• What is being asked:
Retype everything in the entries that follow, exactly as shown.

• Data listing:
PR #294, opened 2021-01-12
build,Makefile: add 'make mkdocs-serve'

meowsbits:
This adds a script and associated Makefile command
to handle installing requirements and starting the
development server for mkdocs.

### DIFF
--- a/build/mkdocs-serve.sh
+++ b/build/mkdocs-serve.sh
@@ -1,0 +1,30 @@
+#!/bin/sh
+
+# This script installs requirements for and starts the live-reloading development server for MkDocs.
+# MkDocs generates a static site from the markdown files in docs/.
+
+py_command=python
+pip_command=pip
+
+setup_py_command() {
+	if [ -z $(which ${py_command}) ]; then
+		py_command=python3
+		pip_command=pip3
+		return
+	fi
+	py_command_major_version=$(${py_command} 2>&1 --version | cut -d' ' -f2 | head -c1)
+	if [ $py_command_major_version != 3 ]; then
+		py_command=python3
+		pip_command=pip3
+	fi
+}
+setup_py_command
+
+set -ex
+${py_command} --version
+${pip_command} --version
+set +x
+
+${pip_command} install -r requirements-mkdocs.txt
+
+mkdocs serve
--- a/build/mkdocs-serve.sh
+++ b/build/mkdocs-serve.sh
@@ -4,18 +4,16 @@
 # MkDocs generates a static site from the markdown files in docs/.
 
 py_command=python
-pip_command=pip
+pip_command="${py_command} -m pip"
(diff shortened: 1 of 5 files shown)


build/mkdocs-serve.sh
```diff
@@ -0,0 +1,30 @@
...
+		pip_command=pip3
+		return
+	fi
+	py_command_major_version=$(${py_command} 2>&1 --version | cut -d' ' -f2 | head -c1)
+	if [ $py_command_major_version != 3 ]; then
+		py_command=python3
+		pip_command=pip3
+	fi
+}
+setup_py_command
```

• Response to this exercise:
PR #294, opened 2021-01-12
build,Makefile: add 'make mkdocs-serve'

meowsbits:
This adds a script and associated Makefile command
to handle installing requirements and starting the
development server for mkdocs.

### DIFF
--- a/build/mkdocs-serve.sh
+++ b/build/mkdocs-serve.sh
@@ -1,0 +1,30 @@
+#!/bin/sh
+
+# This script installs requirements for and starts the live-reloading development server for MkDocs.
+# MkDocs generates a static site from the markdown files in docs/.
+
+py_command=python
+pip_command=pip
+
+setup_py_command() {
+	if [ -z $(which ${py_command}) ]; then
+		py_command=python3
+		pip_command=pip3
+		return
+	fi
+	py_command_major_version=$(${py_command} 2>&1 --version | cut -d' ' -f2 | head -c1)
+	if [ $py_command_major_version != 3 ]; then
+		py_command=python3
+		pip_command=pip3
+	fi
+}
+setup_py_command
+
+set -ex
+${py_command} --version
+${pip_command} --version
+set +x
+
+${pip_command} install -r requirements-mkdocs.txt
+
+mkdocs serve
--- a/build/mkdocs-serve.sh
+++ b/build/mkdocs-serve.sh
@@ -4,18 +4,16 @@
 # MkDocs generates a static site from the markdown files in docs/.
 
 py_command=python
-pip_command=pip
+pip_command="${py_command} -m pip"
(diff shortened: 1 of 5 files shown)


build/mkdocs-serve.sh
```diff
@@ -0,0 +1,30 @@
...
+		pip_command=pip3
+		return
+	fi
+	py_command_major_version=$(${py_command} 2>&1 --version | cut -d' ' -f2 | head -c1)
+	if [ $py_command_major_version != 3 ]; then
+		py_command=python3
+		pip_command=pip3
+	fi
+}
+setup_py_command
```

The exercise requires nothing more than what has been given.